• Goal of the exercise: Throughout the records below, find the lines with the string "present" and give how many there are, nothing else.

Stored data

◇ ◇ ◇ ◇ ◇

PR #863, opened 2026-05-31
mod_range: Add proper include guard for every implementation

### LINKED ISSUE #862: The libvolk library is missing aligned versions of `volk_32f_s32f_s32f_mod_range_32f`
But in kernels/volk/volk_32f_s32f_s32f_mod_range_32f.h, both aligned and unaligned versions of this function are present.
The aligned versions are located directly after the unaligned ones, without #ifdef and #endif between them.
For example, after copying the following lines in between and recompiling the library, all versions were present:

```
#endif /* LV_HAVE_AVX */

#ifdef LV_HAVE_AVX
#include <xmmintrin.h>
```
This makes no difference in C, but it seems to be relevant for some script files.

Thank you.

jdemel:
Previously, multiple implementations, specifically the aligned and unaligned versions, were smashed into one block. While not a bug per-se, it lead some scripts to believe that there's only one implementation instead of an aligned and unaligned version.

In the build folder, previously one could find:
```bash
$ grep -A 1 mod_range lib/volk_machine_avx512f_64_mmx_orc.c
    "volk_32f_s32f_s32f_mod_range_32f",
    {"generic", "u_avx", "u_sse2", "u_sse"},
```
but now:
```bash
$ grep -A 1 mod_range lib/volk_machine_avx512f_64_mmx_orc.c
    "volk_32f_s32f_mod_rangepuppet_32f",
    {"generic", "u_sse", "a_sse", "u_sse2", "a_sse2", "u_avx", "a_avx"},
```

◇ ◇ ◇ ◇ ◇

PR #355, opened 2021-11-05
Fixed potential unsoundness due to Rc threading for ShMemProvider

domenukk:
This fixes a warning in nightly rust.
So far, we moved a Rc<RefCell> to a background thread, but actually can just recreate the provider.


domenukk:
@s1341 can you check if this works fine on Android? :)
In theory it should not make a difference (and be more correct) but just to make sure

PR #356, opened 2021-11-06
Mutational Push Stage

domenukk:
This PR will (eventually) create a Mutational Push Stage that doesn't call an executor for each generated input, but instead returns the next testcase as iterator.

◇ ◇ ◇ ◇ ◇

• Exercise output: 2